*** Opening of TASK INPUT ***
PR #2155, opened 2026-06-09
vllm: rename built-in models with -FP16- suffix

### LINKED ISSUE #1826: vllm: Clarify the data type
Seems like all vllm models in server_models.json are fp16? This breaks with the convention in llamacpp, raisw, and flm where all models are q4. Should they be clearly marked as fp16 in server_models.json? Somewhere in the docs?

cc @ramkrishna2910

ramkrishna2910:
## Summary
- Rename the four built-in `vllm` entries in `server_models.json` to embed `-FP16-` in the model ID — e.g. `Qwen3.5-4B-vLLM` → `Qwen3.5-4B-FP16-vLLM`. This matches the `-Hybrid` / `-CPU` suffix convention already used by `ryzenai-llm` and makes the data type obvious next to `llamacpp` (Q4_K_M) and `flm` (4-bit) entries in the same list.
- Update the one `Qwen3.5-0.8B-vLLM` placeholder in `AddModelPanel.tsx` (Add Model panel example) and the quickstart in `docs/news/vllm-rocm.html` so existing references stay correct.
*** Close of TASK INPUT ***
▸ **WHAT THE TASK ASKS**
All lines of the data that hold "built" need to be copied.

▸ **REPLY**
vllm: rename built-in models with -FP16- suffix
- Rename the four built-in `vllm` entries in `server_models.json` to embed `-FP16-` in the model ID — e.g. `Qwen3.5-4B-vLLM` → `Qwen3.5-4B-FP16-vLLM`. This matches the `-Hybrid` / `-CPU` suffix convention already used by `ryzenai-llm` and makes the data type obvious next to `llamacpp` (Q4_K_M) and `flm` (4-bit) entries in the same list.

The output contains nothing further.